▶ **DATA SUPPLIED**

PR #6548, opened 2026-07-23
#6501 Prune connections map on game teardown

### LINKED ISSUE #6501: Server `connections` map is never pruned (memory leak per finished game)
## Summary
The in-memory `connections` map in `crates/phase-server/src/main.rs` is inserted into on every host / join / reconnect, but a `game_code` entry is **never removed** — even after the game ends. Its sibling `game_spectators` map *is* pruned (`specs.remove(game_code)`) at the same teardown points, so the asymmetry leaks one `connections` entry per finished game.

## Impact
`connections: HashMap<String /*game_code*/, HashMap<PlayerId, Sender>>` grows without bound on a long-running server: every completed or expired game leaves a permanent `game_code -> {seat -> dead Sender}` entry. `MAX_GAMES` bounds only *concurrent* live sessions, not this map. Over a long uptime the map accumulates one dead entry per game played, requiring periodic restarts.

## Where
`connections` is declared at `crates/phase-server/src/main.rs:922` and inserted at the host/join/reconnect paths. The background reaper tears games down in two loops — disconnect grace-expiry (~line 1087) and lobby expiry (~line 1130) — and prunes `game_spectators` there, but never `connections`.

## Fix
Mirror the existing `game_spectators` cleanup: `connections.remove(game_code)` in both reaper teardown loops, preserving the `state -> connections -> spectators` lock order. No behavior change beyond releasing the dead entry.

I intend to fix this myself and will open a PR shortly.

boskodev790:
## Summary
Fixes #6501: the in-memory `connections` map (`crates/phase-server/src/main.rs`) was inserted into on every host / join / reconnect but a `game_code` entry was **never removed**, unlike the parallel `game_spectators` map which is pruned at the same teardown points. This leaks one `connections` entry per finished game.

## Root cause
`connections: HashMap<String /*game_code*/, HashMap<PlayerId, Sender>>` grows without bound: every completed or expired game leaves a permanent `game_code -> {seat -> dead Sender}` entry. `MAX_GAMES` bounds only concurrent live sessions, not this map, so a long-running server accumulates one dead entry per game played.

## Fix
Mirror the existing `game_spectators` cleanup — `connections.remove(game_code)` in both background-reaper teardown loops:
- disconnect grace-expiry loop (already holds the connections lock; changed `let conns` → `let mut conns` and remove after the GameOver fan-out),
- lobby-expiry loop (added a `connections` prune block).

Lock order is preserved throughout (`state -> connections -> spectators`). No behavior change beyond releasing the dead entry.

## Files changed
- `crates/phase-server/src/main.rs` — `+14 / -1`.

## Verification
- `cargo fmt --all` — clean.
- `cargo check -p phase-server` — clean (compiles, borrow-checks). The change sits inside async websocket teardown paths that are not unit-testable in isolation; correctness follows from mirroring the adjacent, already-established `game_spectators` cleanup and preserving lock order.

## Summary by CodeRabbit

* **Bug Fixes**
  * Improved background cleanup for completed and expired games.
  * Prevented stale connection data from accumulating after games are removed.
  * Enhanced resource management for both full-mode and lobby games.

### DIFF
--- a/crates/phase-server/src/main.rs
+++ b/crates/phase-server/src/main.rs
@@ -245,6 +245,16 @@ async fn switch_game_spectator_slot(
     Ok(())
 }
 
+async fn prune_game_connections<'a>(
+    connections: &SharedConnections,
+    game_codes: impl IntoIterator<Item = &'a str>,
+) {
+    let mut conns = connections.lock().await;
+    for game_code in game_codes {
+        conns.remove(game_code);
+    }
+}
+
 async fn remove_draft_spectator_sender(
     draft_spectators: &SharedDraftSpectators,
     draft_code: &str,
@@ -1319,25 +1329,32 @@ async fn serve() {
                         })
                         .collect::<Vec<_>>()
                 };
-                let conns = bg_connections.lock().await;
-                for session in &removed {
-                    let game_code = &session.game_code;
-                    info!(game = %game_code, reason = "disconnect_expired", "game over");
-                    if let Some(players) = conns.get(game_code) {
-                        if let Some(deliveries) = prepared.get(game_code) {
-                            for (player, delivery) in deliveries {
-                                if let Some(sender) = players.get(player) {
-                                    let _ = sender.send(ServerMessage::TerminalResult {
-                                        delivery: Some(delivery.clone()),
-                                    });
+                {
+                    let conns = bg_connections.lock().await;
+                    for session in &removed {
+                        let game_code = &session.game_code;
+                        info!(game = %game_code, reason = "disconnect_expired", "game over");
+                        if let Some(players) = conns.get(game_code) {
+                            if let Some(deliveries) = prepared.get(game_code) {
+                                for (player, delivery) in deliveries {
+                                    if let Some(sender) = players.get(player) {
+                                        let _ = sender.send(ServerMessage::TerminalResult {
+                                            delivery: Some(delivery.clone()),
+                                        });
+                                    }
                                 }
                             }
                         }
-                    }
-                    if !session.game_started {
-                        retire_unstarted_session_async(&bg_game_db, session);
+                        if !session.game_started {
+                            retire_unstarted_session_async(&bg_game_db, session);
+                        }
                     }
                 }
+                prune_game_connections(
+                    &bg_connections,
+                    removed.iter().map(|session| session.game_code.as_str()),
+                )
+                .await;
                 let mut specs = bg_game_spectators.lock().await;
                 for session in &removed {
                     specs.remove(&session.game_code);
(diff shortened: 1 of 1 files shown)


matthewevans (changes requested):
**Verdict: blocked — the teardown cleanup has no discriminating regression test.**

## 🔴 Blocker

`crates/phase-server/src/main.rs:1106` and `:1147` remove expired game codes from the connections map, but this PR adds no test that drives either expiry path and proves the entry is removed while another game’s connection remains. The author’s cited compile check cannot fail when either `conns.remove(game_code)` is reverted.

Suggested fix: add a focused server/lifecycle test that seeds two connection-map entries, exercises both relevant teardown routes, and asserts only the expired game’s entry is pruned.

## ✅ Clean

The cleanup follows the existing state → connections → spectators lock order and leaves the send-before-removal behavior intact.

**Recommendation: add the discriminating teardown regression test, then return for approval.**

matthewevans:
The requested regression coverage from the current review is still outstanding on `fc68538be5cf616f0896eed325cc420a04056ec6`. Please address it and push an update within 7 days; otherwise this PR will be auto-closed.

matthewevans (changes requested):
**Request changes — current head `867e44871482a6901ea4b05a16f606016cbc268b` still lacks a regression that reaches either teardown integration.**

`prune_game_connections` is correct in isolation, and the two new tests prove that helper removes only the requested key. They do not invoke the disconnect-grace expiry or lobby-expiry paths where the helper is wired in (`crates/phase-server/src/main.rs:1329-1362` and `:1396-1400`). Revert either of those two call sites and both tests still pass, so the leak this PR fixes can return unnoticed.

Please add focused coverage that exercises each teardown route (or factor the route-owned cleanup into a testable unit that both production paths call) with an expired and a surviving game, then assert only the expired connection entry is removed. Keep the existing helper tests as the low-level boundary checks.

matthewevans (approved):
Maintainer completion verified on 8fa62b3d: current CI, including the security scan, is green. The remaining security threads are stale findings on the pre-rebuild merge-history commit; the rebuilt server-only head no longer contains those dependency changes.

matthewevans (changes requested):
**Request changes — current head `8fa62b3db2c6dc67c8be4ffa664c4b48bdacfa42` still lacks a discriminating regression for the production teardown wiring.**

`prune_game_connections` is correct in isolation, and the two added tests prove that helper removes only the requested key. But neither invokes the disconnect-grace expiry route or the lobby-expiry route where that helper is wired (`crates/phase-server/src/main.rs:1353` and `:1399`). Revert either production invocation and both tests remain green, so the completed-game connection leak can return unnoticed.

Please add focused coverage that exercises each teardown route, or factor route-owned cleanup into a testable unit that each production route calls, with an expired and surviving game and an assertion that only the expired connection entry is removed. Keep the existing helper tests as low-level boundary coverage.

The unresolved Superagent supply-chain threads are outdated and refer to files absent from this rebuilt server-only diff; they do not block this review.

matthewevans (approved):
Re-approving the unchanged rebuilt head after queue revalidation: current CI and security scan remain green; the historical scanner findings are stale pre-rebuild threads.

==

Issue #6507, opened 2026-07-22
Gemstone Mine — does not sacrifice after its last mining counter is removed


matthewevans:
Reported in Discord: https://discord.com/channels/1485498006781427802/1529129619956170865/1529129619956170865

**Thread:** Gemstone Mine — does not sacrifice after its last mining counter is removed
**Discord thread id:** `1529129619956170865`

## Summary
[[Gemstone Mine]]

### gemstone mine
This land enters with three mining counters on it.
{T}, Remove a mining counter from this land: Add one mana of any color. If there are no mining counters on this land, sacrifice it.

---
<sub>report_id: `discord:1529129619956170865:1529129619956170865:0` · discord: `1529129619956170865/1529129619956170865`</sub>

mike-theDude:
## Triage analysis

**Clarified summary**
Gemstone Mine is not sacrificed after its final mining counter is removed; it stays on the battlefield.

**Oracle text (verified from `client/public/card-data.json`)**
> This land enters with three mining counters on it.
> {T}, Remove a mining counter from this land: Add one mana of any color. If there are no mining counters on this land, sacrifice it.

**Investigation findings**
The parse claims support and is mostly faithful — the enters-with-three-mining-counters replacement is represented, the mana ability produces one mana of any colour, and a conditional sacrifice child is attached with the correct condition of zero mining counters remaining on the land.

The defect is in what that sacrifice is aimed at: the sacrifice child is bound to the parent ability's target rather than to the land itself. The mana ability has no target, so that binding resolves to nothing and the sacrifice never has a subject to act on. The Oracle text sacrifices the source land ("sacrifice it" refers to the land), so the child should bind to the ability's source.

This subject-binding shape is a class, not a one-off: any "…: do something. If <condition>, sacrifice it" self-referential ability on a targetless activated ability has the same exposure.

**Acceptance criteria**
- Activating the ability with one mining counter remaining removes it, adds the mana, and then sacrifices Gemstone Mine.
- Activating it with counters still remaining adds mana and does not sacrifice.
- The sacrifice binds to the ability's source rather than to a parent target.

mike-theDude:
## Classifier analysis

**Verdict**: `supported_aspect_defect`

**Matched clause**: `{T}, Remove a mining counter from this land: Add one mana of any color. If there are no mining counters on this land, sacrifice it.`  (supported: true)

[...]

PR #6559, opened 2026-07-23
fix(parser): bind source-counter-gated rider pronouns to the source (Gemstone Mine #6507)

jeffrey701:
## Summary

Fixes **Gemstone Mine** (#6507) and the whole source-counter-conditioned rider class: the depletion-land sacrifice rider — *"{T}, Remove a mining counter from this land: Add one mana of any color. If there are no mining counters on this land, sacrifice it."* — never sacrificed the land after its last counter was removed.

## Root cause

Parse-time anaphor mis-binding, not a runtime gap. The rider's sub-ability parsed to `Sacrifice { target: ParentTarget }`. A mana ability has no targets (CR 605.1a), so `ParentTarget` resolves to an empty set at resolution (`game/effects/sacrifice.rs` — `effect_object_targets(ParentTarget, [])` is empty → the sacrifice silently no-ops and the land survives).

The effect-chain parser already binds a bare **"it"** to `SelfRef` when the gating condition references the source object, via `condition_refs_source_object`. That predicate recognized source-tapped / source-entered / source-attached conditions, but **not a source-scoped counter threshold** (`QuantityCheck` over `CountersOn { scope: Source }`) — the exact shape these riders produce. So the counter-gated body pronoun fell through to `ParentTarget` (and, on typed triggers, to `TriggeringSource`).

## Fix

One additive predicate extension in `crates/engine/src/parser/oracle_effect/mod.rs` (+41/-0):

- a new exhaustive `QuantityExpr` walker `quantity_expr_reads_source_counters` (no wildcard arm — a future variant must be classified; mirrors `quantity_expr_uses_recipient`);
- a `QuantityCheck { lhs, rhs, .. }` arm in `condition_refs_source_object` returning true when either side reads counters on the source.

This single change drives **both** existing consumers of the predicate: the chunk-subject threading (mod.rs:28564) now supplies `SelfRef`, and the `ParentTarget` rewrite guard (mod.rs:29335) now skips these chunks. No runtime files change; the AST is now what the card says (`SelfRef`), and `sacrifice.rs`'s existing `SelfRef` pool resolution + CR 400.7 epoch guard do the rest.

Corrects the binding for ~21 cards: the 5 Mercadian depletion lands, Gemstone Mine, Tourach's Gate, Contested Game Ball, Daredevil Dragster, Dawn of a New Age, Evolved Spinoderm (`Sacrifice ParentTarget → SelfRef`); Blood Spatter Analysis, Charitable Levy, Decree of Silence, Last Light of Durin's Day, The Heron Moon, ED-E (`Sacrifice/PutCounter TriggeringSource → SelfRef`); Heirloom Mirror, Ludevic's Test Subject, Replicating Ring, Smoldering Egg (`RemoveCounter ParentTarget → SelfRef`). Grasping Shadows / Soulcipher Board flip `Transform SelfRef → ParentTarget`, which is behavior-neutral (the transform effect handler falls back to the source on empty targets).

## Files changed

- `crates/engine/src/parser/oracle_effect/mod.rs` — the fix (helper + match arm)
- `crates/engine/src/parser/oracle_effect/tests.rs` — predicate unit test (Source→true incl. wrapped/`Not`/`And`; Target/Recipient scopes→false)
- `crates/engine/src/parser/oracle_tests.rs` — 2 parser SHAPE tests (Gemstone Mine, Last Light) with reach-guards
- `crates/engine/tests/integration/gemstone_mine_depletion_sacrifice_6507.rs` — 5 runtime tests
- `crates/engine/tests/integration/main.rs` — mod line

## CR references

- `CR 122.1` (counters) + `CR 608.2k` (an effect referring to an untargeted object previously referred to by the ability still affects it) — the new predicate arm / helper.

▶ **WORK TO COMPLETE**
Every line above that contains the word "TerminalResult" should be reported.

▶ **ANSWER SECTION**
-                                    let _ = sender.send(ServerMessage::TerminalResult {
+                                        let _ = sender.send(ServerMessage::TerminalResult {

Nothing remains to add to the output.